Data under study: Begin
PR #929, opened 2024-09-26
test: add e2e test for external instance file [WD-14777]

mas-who:
## Done

- add e2e for uploading external format instance file
- fixed a bug where uploading external instance file to a lxd cluster fails

## QA

1. Run the LXD-UI:
    - Ensure CI passes

### DIFF
--- a/.github/workflows/pr.yaml
+++ b/.github/workflows/pr.yaml
@@ -131,10 +131,11 @@ jobs:
           sudo lxc cluster enable local
           sudo lxc config set user.show_permissions=true
 
-      - name: Create a custom image
+      - name: Create and download custom images
         shell: bash
         run: |
           set -x
+          curl -L -o ubuntu-minimal.qcow2 https://cloud-images.ubuntu.com/minimal/releases/jammy/release/ubuntu-22.04-minimal-cloudimg-amd64.img &
           sudo lxc launch ubuntu-minimal:22.04 my-instance
           sudo lxc publish my-instance --alias my-custom-image --force
           sudo lxc delete my-instance --force
--- a/tests/instances.spec.ts
+++ b/tests/instances.spec.ts
@@ -351,3 +351,35 @@ test("Export and Upload an instance backup", async ({ page }) => {
   await page.waitForSelector(`text=Created instance ${instance}-1`);
   await deleteInstance(page, `${instance}-1`);
 });
+
+test("Create instance from external instance file", async ({
+  page,
+  lxdVersion,
+}) => {
+  test.skip(
+    lxdVersion === "5.0-edge",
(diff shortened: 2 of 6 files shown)


mas-who:
@edlerd this one is ready for review :) picked up a bug for uploading an external instance file to a lxd cluster, that's also fixed in this PR

tests/instances.spec.ts
```diff
@@ -351,3 +351,36 @@ test("Export and Upload an instance backup", async ({ page }) => {
...
+
+  const INSTANCE_FILE = "ubuntu-minimal.qcow2";
+  await page.goto("/ui/");
+  await page.getByRole("button", { name: "Create instance" }).click();
+  await page.getByRole("button", { name: "Upload instance file" }).click();
+  await page.getByText("External format (.qcow2, .").click();
+  await page
+    .getByRole("textbox", { name: "External format (.qcow2, ." })
+    .setInputFiles(INSTANCE_FILE);
+  const instanceName = "ubuntu-minimal-import";
```
edlerd, line 377: This should be randomized to avoid failures on re-running this test and to allow parallel runs.

mas-who: This tests that the instance name is automatically set to the file name + `-import`. The file is downloaded in CI before the e2e tests and have a fixed name, so I don't think the test will fail?

edlerd: My point is: the instance should have a randomized name. Otherwise, retrying this test, if it fails in CI, might cause trouble. I.e. if a test run times out and doesn't finish deleting the instance, then the retry will fail, because it can't create a 2nd instance with the same name.

mas-who: I see, will update the test to input random instance name instead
Data under study: End
Please write out the lines that run from the one with "-L -o ubuntu-minimal.qcow2" to the end of the records, both included, exactly as they appear.

+          curl -L -o ubuntu-minimal.qcow2 https://cloud-images.ubuntu.com/minimal/releases/jammy/release/ubuntu-22.04-minimal-cloudimg-amd64.img &
           sudo lxc launch ubuntu-minimal:22.04 my-instance
           sudo lxc publish my-instance --alias my-custom-image --force
           sudo lxc delete my-instance --force
--- a/tests/instances.spec.ts
+++ b/tests/instances.spec.ts
@@ -351,3 +351,35 @@ test("Export and Upload an instance backup", async ({ page }) => {
   await page.waitForSelector(`text=Created instance ${instance}-1`);
   await deleteInstance(page, `${instance}-1`);
 });
+
+test("Create instance from external instance file", async ({
+  page,
+  lxdVersion,
+}) => {
+  test.skip(
+    lxdVersion === "5.0-edge",
(diff shortened: 2 of 6 files shown)


mas-who:
@edlerd this one is ready for review :) picked up a bug for uploading an external instance file to a lxd cluster, that's also fixed in this PR

tests/instances.spec.ts
```diff
@@ -351,3 +351,36 @@ test("Export and Upload an instance backup", async ({ page }) => {
...
+
+  const INSTANCE_FILE = "ubuntu-minimal.qcow2";
+  await page.goto("/ui/");
+  await page.getByRole("button", { name: "Create instance" }).click();
+  await page.getByRole("button", { name: "Upload instance file" }).click();
+  await page.getByText("External format (.qcow2, .").click();
+  await page
+    .getByRole("textbox", { name: "External format (.qcow2, ." })
+    .setInputFiles(INSTANCE_FILE);
+  const instanceName = "ubuntu-minimal-import";
```
edlerd, line 377: This should be randomized to avoid failures on re-running this test and to allow parallel runs.

mas-who: This tests that the instance name is automatically set to the file name + `-import`. The file is downloaded in CI before the e2e tests and have a fixed name, so I don't think the test will fail?

edlerd: My point is: the instance should have a randomized name. Otherwise, retrying this test, if it fails in CI, might cause trouble. I.e. if a test run times out and doesn't finish deleting the instance, then the retry will fail, because it can't create a 2nd instance with the same name.

mas-who: I see, will update the test to input random instance name instead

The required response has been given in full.